Saturday, November 18, 2017

market data - Why were Fama/French Momentum Factors discontinued in 2016?


Is there a reason or some reference somewhere why the Fama/French Momentum Factors (WML) were discontinued at June 30, 2016, see e.g. here:
http://mba.tuck.dartmouth.edu/pages/faculty/ken.french/Data_Library/f-f_developed_daily_mom.html



Answer



To preface, just a minor quibble: French still tracks the momentum anomaly elsewhere on his library, under "Sorts involving Prior Returns"; it's just no longer part of the core FF framework for invalidating the mean-variance-covariance optimized portfolio implied by the CAPM.


Originally, Fama-French (FF) developed a three-factor model to invalidate the single factor Capital Asset Pricing Model (CAPM). CAPM implies that a mean-covariance optimized portfolio determines the optimal risk-adjusted weightings for the market portfolio. If the market is efficient, then the market portfolio's weights are reflexively the optimal weights.
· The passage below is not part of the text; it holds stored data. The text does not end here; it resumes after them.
PR #183, opened 2018-05-02
network-functions: add error messages for bonding installation

deekej:
Instead of displaying messages without context, like this:

```
./network-functions: line 571: echo: write error: Invalid argument
./network-functions: line 598: echo: write error: Permission denied
```

We will now display pretty error messages (via `net_log`) about what has actually failed...

### DIFF
--- a/sysconfig/network-scripts/network-functions
+++ b/sysconfig/network-scripts/network-functions
@@ -554,6 +554,8 @@ bond_master_exists ()
 
 install_bonding_driver ()
 {
+    local fn="install_bonding_driver"
+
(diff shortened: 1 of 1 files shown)


sysconfig/network-scripts/network-functions
```diff
@@ -554,6 +554,8 @@ bond_master_exists ()
 
 install_bonding_driver ()
 {
+    local fn="install_bonding_driver"
```
lnykryn: In the past, the last argument of net_log function was only used in ipv6 part of the code. But meh.

PR #184, opened 2018-05-02
RHEL-7 | network-functions: add error messages for bonding installation

deekej:
Same as #183. This has been requested by our customer:
https://bugzilla.redhat.com/show_bug.cgi?id=1542514

### DIFF
--- a/sysconfig/network-scripts/network-functions
+++ b/sysconfig/network-scripts/network-functions
@@ -550,6 +550,8 @@ bond_master_exists ()
 
 install_bonding_driver ()
 {
+    local fn="install_bonding_driver"
+
     if ! bond_master_exists ${1}; then
         modprobe bonding || return 1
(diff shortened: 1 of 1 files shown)


sysconfig/network-scripts/network-functions
```diff
@@ -550,6 +550,8 @@ bond_master_exists ()
 
 install_bonding_driver ()
 {
+    local fn="install_bonding_driver"
```
lnykryn: In the past, the last argument of net_log function was only used in ipv6 part of the code. But meh.

deekej: Yeah, I think we should unite this behaviour for all the functions. I hope it might ease up debugging in the future, especially when customer would send initially the contents of the `journalctl -b` (without the `rc.debug` on the kernel command line).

Although FF does not question the premise of market efficiency, it simply shows that efficient portfolios cannot possibly be those implied by CAPM. More recently, Stochastic Portfolio Theory (SPT), which converges with continuous optimal Kelly under certain special cases, also shows that market weights cannot possibly be the optimal mix with some light assumptions.
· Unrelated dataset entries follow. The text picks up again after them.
PR #1482, opened 2026-08-15
feat(notes): find inside a large file the way find works everywhere else

### LINKED ISSUE #1464: In-file incremental search in the large-file viewer

h4yfans:
Closes #1464. Last child of #1468.

The viewer from #1462 could show a large file but not find anything in one. Large-file-class files never enter FTS, so the global search box is blind to them, and the app's DOM-walking find would confidently report a count of the few dozen virtualized rows on screen as if it were the file's.

## What this adds

`Cmd/Ctrl+F` in the large-file viewer opens the same `FindBar` the rest of the app uses, over a streaming pass in the main process. `Enter` / `Shift+Enter` move between hits, matches are highlighted on the visible lines, and the current hit scrolls into view.

## Matching the existing find affordance

`useFindInPage` (`apps/desktop/src/renderer/src/hooks/use-find-in-page.ts`) binds `Cmd+F` on macOS / `Ctrl+F` elsewhere via a capture-phase `keydown` on `window`. The viewer binds the same key the same way, and `note.tsx` switches `useFindInPage` **off** for a large-file note (`enabled: isActiveNote && !isLargeFile`) so one keystroke never opens two bars. `Edit > Find` (the `memry:menu-find` window event) and the note menu's **Find** item route to the viewer on that surface through an `openFindRef` handshake — the same pattern `focusAtEndRef` already uses for the editor.

## How the search works

One pass over the file through the reader and windows #1462 already built. No second index, no second worker entry: the existing `large-file-index-worker` now takes a job kind and carries both whole-file passes, because they are the same shape of job.

**Bytes, not text.** The pass matches UTF-8-encoded bytes and never decodes. Decoding each window on its own is what corrupts a multi-byte character straddling a boundary; UTF-8 is self-synchronising, so a valid encoded query can only align with a whole character in valid UTF-8. Case folding is ASCII-only and therefore length-preserving — `toLowerCase()` changes the length of some characters (`İ` becomes two), which would shift every offset the pass counts. The documented trade: `error` finds `ERROR`, `é` does not find `É`.

**Boundary-straddling matches.** The pass carries an overlap one byte shorter than the query between windows, and a `resumeAt` byte offset that survives across windows so the tail of one window cannot re-report what its head already reported. Both are covered: `finds a match that straddles a read window`, `counts a match at a window boundary once, not once per window`, `keeps a multi-byte character whole across a window boundary`, `finds a query that is itself multi-byte across a window boundary`.

**Hits are lines, not byte offsets.** A hit is `{ line, ordinal }` — which line, and which occurrence on it. The renderer re-finds occurrences in line text it already holds, with the same fold and the same non-overlapping advance, so its Nth match is the pass's ordinal N. Sending byte offsets would mean translating them back into character positions, which is exactly where a multi-byte character goes wrong.

## Honesty about the count — the 2 GB question

**Streamed, not bounded.** A 2 GB pass is seconds of work (measured below), so the count arrives in pieces on an event and the bar shows `12 so far…` until the pass finishes. A partial count is never rendered as a final one — there is a test that fails if it is.

The *navigable* list is bounded at 2000 positions, because a 2 GB log dump searched for `e` holds hundreds of millions of matches and keeping them would put the file back in memory in another shape. The **count is exact regardless**, and when the list is capped the bar says `1/2000 of 1000000` instead of promising 2000000 stops it cannot make.

## What was executed vs. reasoned about

The 2 GB claim was **measured, not extrapolated**. The env-gated stress test (`large-file-index.stress.test.ts`, off in CI, writes to a temp dir and deletes it) was extended to search the same 2 GB fixture and run locally:

```
MEMRY_LARGE_FILE_STRESS=1 npx vitest run --config config/vitest.config.ts \
  --project main src/main/vault/large-file-index.stress.test.ts

2 GB: scan 542 ms, mid-file seek 0 ms, search 6913 ms
✓ indexes, reads and searches without ever holding the file 8017ms
```

33 554 432 matches counted across 2 GB, hit list capped at 2000, `limited` true, progress reported in pieces. The 6.9 s is exactly why the count streams rather than appearing at the end. No fixture is committed; every other test drives the same code paths at 4-byte to 64-byte windows, which is a boundary every few bytes instead of every few megabytes.

## Security

The query and the session id come from the renderer; the **path never does** — it comes from the session opened inside the vault, and there is no re-`stat`-then-open anywhere. Literal search only, no regex, so there is no backtracking to bound; the query is capped at 200 characters because it is carried between read windows and is therefore part of the memory bound. A query containing a newline matches nothing by construction: every hit is addressed as a line plus an occurrence on it. Temp dirs in tests use `fs.mkdtemp`.

## Compatibility

Additive only. New IPC channel and event, no schema change, no migration, no reindex, `FileType` untouched. Older note rows and existing sessions are unaffected.

## Verification

```
pnpm lint                                  0 errors (94 pre-existing warnings; 0 on files touched)
pnpm typecheck                             17/17 tasks
pnpm --filter @memry/desktop typecheck:test  clean (no file added to the exclude backlog)
pnpm check:architecture                    passed
pnpm check:contracts                       passed
pnpm ipc:generate && pnpm ipc:check        up to date
pnpm --filter @memry/desktop i18n:check    passed
git diff --check                           clean
pnpm docs:impact --base <merge-base> --strict   docs changed on this branch
pnpm docs:build                            build complete

vitest --project shared             2505 passed
vitest --project main               6654 passed, 1 expected fail, 6 skipped
vitest --project main-integration      9 passed
vitest --project preload              30 passed
vitest --project renderer           7081 passed, 6 skipped
```

One main-project file failed on the first full run and passed on two subsequent full runs of the whole project; it was not one of the files touched here and did not reproduce.

## Mutation checks

Every guard was reverted, the test watched go red, and restored. Search core: overlap carry removed (3 red), `resumeAt` removed (1), chunk fold removed (1), naive `byte | 0x20` fold (7), newline-in-query guard (1), empty-query guard (2), `shouldStop` (1), hit cap (1), carry-newline recount (2), progress (1). Bridge: worker never used (2), no fallback (3), cancel a no-op (2), fallback ignores cancellation (1). Session: unknown-session null (1), previous query not cancelled (1), stale progress unfiltered (1), no broadcast (1), dispose leaves search running (1), cancelled reported as complete (1). Renderer: shortcut unbound (7), partial count as final (1), capped list as total (1), no scroll to hit (1), no highlight (2), `prev` walks forwards (1), close keeps query (1), close leaves bar open (1), progress ignored (1). Routing: DOM find left on for large files (1), find always to the DOM walker (1).

Two assertions were strengthened after a mutation survived them.


h4yfans:
Follow-up commit d73b336f1 after self-review:

- Two find-bar states that had no test: a session the main process no longer has, and a search that fails. Both must settle the bar — `searching` that never ends reads as "still counting" forever. The first versions of both assertions passed **before the search had even started**, because the settled state and the pre-search state look identical; they now assert only after the bar is observably searching, and the failure branch is mutation-proven (reverting the clear turns the test red).
- One behaviourally-equivalent mutant, reported rather than hidden: deleting the `if (!result)` session-gone branch makes the code throw on `null.hits` into the `.catch`, which settles the bar the same way. The test asserts the right external behaviour; no mutation can distinguish those two paths.
- A comment on `close()` recording that an in-flight pass is left to finish and its answer dropped — bounded at one per session, cancelled by the next query or by closing the file.

`MEMRY_DOCS_IMPACT_SKIP=1` was needed to push this one commit: the pre-push hook measures from the previously pushed commit, and this commit is tests plus a comment. The branch-level gate is green — `pnpm docs:impact --base c08194c78 --strict` reports `docs changed on this branch`, and the user-facing docs for the feature landed in 2fc88cf4e.

h4yfans:
Second self-review pass found a real bug, fixed in b3f12eb9d.

A session runs **one** search at a time — a newer query cancels the older one. The hook read every `cancelled` result as "a newer query of mine will answer" and returned without settling. That is right when this bar superseded itself (its `queryRef` has already moved on, so it returns earlier anyway), but wrong when something *else* took the session's search: a second window open on the same file, or the file being closed. In that case the bar counted `N so far…` forever against a pass that was no longer running.

A query this bar did not replace now settles. Mutation-checked: restoring the bare `return` turns the new test red.

Also pushed with `MEMRY_DOCS_IMPACT_SKIP=1` — same reason as the previous commit: the pre-push gate measures from the last pushed commit, and this one is a renderer fix plus its test with no user-facing change beyond what the docs already describe. The branch-level gate stays green against the merge base.

h4yfans:
Rebased onto `4dc501f0b` (#1481) — force-pushed as `ac5326502`. What the resolution kept:

- **`large-file-index-worker.test.ts`** was an add/add conflict: #1481 and this branch both created it. Resolved onto #1481's harness (the `parentPort` stub + `workerData` getter + per-case re-import) with its two cases kept verbatim, plus two search-job cases on the same harness. The index job now passes `kind: 'index'` explicitly, which is what the entry reads.
- **`large-file-index-bridge.ts`** auto-merged: #1481's `asError` wrapping is intact and untouched, alongside this branch's shared worker-filename constant and job kind. #1481's test asserting the *logged* value still passes.
- **The same hazard existed in the new search bridge** and I had missed it: it spawns the same worker entry and hides its failures the same way, so a thrown non-Error would have reached the log as a bare string. It now reuses `asError` rather than restating it — the message drops "line-index" because one entry carries both jobs, which #1481's assertions (`toContain('ENOMEM')`, `cause === 'ENOMEM'`) are indifferent to. Mutation-checked: rejecting the bare value again turns the new test red.
- **`large-file-viewer.test.tsx`**: both test sets kept, one conflict in the helper block resolved by keeping both helpers. 22 `it`s total.

Full verification re-run against the rebased branch, not just the affected tests:

```
pnpm lint (changed files)                  0 errors, 1 pre-existing warning (useVirtualizer, from #1480)
pnpm typecheck                             17/17
pnpm --filter @memry/desktop typecheck:test  clean
pnpm check:architecture / check:contracts  passed
pnpm ipc:generate && pnpm ipc:check        up to date
pnpm --filter @memry/desktop i18n:check    passed
git diff --check                           clean

vitest --project shared             2505 passed
vitest --project main               6669 passed, 1 expected fail, 6 skipped
vitest --project main-integration      9 passed
vitest --project preload              30 passed
vitest --project renderer           7089 passed, 6 skipped
```

On `codecov/patch`: the worker entry point is covered by four cases through the #1481 harness — both jobs' success paths and both jobs' open-failure paths — and the bridge by six, including the fallback, both cancellation paths, and the non-Error log. The search core is covered by 16. I will not merge past a red patch check.

h4yfans:
Merged as `bb2ba2154`. State of main afterwards, reported rather than glossed:

Everything on the PR was green at merge, including `CodeQL` and `codecov/patch`. On main, seven of the eight workflows on the merge commit are green (Static checks, Unit & integration tests, Coverage thresholds, Packaged runtime smoke, Security CI, Sync Server CI, Code Quality, React Doctor, docs + sync-server deploys).

**Desktop CI is red on main, and was red before this merge.** Four E2E jobs fail — `Electron E2E smoke`, `smoke (macOS)`, `smoke (Windows)`, `full (15/16)` — and the failing tests are the same three every time:

```
tasks.e2e.ts:308  T541: should insert at the top when dropping on a target priority header
tasks.e2e.ts:354  T541: should highlight the full target section and insert at the hovered row position
tasks.e2e.ts:409  T541: should keep intermediate sections visually stable during cross-section drags
```

Byte-identical failures, same three tests with all retries exhausted, on `3bf40f488` (#1479) and `4dc501f0b` (#1481) — both before this PR — and unchanged on `bb2ba2154`. 64 other smoke tests pass. E2E is skipped on PRs and only runs on main pushes, which is why this branch could not have caught it either way.

Task drag-and-drop shares no code with the large-file viewer, and this PR touches no task, DnD or priority-section code. Earliest evidence points at `3bf40f488`; `c08194c78`'s own E2E run was cancelled when the next push superseded it, so it cannot be used as the last-known-good point. Worth a separate issue against #1479 — flagging rather than fixing here.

Carhart added a fourth factor for momentum which, while statistically significant, did not fit into Fama-French framework for invalidating the CAPM. Momentum is perhaps the most vexing market anomaly because it exists, but normative models for rational agent behavior cannot explain why it exists. Behavioral economics is just beginning to uncover the nexus of human irrationality which causes people to "buy higher" and "sell lower" -- presumably the roots for the momentum phenomenon.


Carhart's Momentum was once part of the FF framework, but it proved problematic for the efficient market hypothesis (EMH). If momentum is actually real, then it indicates the presence of a return spread which is not related to trading risk or cost -- it looks like a classical free lunch. Since FF does not question the EMH, momentum has been abandoned in favor of the more explicable RMW (return spread of the most profitable firms minus the least profitable) and CMA (return spread of firms that invest conservatively minus aggressively) anomalies.


Perhaps notable is that Cliff Asness’ firm, AQR, adds back a sixth factor for momentum.